Spitzensport auch in der Halle

Mit einem ganz besonderen Aufstieg konnten dieses Jahr die Basketballer des PSK aufwarten: Die SPD-Gemeinderatsfraktion gratuliert ganz herzlich zum grandiosen Einzug der Lions in die 2. Bundesliga. Getrübt wird der Stolz auf die Mannschaft jedoch durch die ungeklärte Hallensituation. Für meine Fraktion war schon früh klar, dass die Leichtbauhalle „Blaue Hölle“ aus Gotha eine willkommene Interimslösung bedeutet. Diese Halle könnte auch anderen Vereinen, insbesondere für größere Veranstaltungen, zur Verfügung stehen. Wer in Karlsruhe weiterhin Spitzenbasketball sehen will, muss bei den Sporthallenkapazitäten „am Ball“ bleiben und darf sich hier nicht verweigern. Die Europahalle hätten wir lieber heute als morgen als große Variante geprüft und umgesetzt, damit auch diese baldmöglichst wieder für den Spitzensport einsetzbar ist.

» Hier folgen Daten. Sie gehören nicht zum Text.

PR #3268, opened 2026-06-28
fix: return proper non-cancelled Cancellable from StubbedActorContext.scheduleOnce

### LINKED ISSUE #3251: StubbedActorContext.scheduleOnce returns pre-cancelled Cancellable
### Motivation

`StubbedActorContext.scheduleOnce` returns a `Cancellable` with `isCancelled = true` and `cancel()` returning `false`, i.e., it is pre-cancelled. This violates the `Cancellable` contract and causes test/production divergence.

### Current Behavior

`StubbedActorContext.scala:162-166`:

```scala
override def scheduleOnce[U](delay: FiniteDuration, target: ActorRef[U], message: U): classic.Cancellable =
  new classic.Cancellable {
    override def cancel() = false
    override def isCancelled = true
  }
```

The `Cancellable` contract (`Scheduler.scala:458-472`) states:
- `isCancelled`: "Returns true **if and only if** this Cancellable has been successfully cancelled"
- `cancel()`: "Returns true if cancellation was successful; false if already cancelled"

A just-scheduled task has NOT been cancelled, so `isCancelled` should be `false`.

### Production vs Test Divergence

The real implementation (`ActorContextAdapter.scala:139-141`) delegates to the real scheduler and returns a genuine `Cancellable` where `isCancelled` starts as `false`. An actor that checks `cancellable.isCancelled` will take a different code path in tests vs. production.

### Expected Behavior

Return a `Cancellable` that starts non-cancelled and can be properly cancelled:

```scala
new classic.Cancellable {
  private var _cancelled = false
  override def cancel(): Boolean = {
    if (!_cancelled) { _cancelled = true; true } else false
  }
  override def isCancelled: Boolean = _cancelled
}
```

### Environment

- Pekko Actor TestKit Typed (any version)
- `StubbedActorContext.scala:162-166`

### References

None

He-Pin:
### Motivation

`StubbedActorContext.scheduleOnce` returned a `Cancellable` with `isCancelled = true` and `cancel() = false`, i.e., it was pre-cancelled. This violates the `Cancellable` contract (`Scheduler.scala:458-472`):

- `isCancelled`: "Returns true **if and only if** this Cancellable has been successfully cancelled"
- `cancel()`: "Returns true if cancellation was successful; false if already cancelled"

A freshly scheduled task has NOT been cancelled, so `isCancelled` should start as `false`. The real implementation in `ActorContextAdapter` delegates to the real scheduler and returns a genuine `Cancellable` where `isCancelled` starts as `false`, causing test/production divergence.

### Modification

Replace the pre-cancelled `Cancellable` stub in `StubbedActorContext.scheduleOnce` with a thread-safe implementation that mixes `AtomicBoolean` directly into the `Cancellable`:

```scala
new AtomicBoolean(false) with classic.Cancellable {
  override def cancel(): Boolean = compareAndSet(false, true)
  override def isCancelled: Boolean = get()
}
```

- `compareAndSet(false, true)` ensures at most one successful cancellation even under concurrent access, matching the thread-safety best practice noted in the `Cancellable` trait Scaladoc
- Mixing `AtomicBoolean` directly avoids an extra field allocation — the object itself IS the atomic boolean

### Result

`StubbedActorContext.scheduleOnce` now returns a `Cancellable` that matches the `Cancellable` contract and the real production implementation behavior. Actors that check `cancellable.isCancelled` will now behave consistently in tests and production.

### Tests

- `sbt "actor-testkit-typed / Test / testOnly *BehaviorTestKitSpec *BehaviorTestKitTest"` — 52 passed, 1 ignored

### References

Fixes #3251

### DIFF
--- a/actor-testkit-typed/src/main/scala/org/apache/pekko/actor/testkit/typed/internal/StubbedActorContext.scala
+++ b/actor-testkit-typed/src/main/scala/org/apache/pekko/actor/testkit/typed/internal/StubbedActorContext.scala
@@ -14,6 +14,7 @@
 package org.apache.pekko.actor.testkit.typed.internal
 
 import java.util.concurrent.ThreadLocalRandom.{ current => rnd }
+import java.util.concurrent.atomic.AtomicBoolean
 
 import scala.collection.immutable.TreeMap
 import scala.concurrent.ExecutionContextExecutor
@@ -160,9 +161,9 @@ private[pekko] final class FunctionRef[-T](override val path: ActorPath, send: (
   }
 
   override def scheduleOnce[U](delay: FiniteDuration, target: ActorRef[U], message: U): classic.Cancellable =
-    new classic.Cancellable {
-      override def cancel() = false
-      override def isCancelled = true
+    new AtomicBoolean(false) with classic.Cancellable {
+      override def cancel(): Boolean = compareAndSet(false, true)
+      override def isCancelled: Boolean = get()
     }
 
   // TODO allow overriding of this
--- a/actor-testkit-typed/src/test/java/org/apache/pekko/actor/testkit/typed/javadsl/BehaviorTestKitTest.java
+++ b/actor-testkit-typed/src/test/java/org/apache/pekko/actor/testkit/typed/javadsl/BehaviorTestKitTest.java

KSC-Stadiondiskussion und kein Ende

Nach dem bedauerlichen Abstieg des KSC in die dritte Liga ist eine neuerliche Debatte um den Stadionneubau entflammt. Während die Grünen in der letzten Gemeinderatssitzung gefordert hatten, einen Teil der Planungen für den Neubau des KSC-Stadions auf Eis zu legen und den Aufstieg abzuwarten, um dann Stück für Stück Flickschusterei zu betreiben, haben wir uns auch hier ganz klar zugunsten des Vereins und des längst überfälligen Neubaus positioniert. Die Volksvertreter/Innen sollten hinter den Vereinen stehen – in guten wie in schlechten Zeiten. Das gebietet die Wertschätzung für sportliche Höchstleistungen. Das Akzeptieren von Niederlagen gehört jedoch zu einem fairen Wettkampf genauso dazu. Das alte Stadion ist marode und es ist jedem klar, dass es ohne einen Neubau keine wirtschaftlichen Verbesserungen geben wird. Der Bau des Stadions ist für uns aber unabhängig von einem temporären Abstieg, der von vorneherein eingeplant wurde. Ein so aufwendiges Infrastruktur-Projekt kann nicht einfach geändert werden, denn wir reden hier nicht von einer Hinterhof-Garage.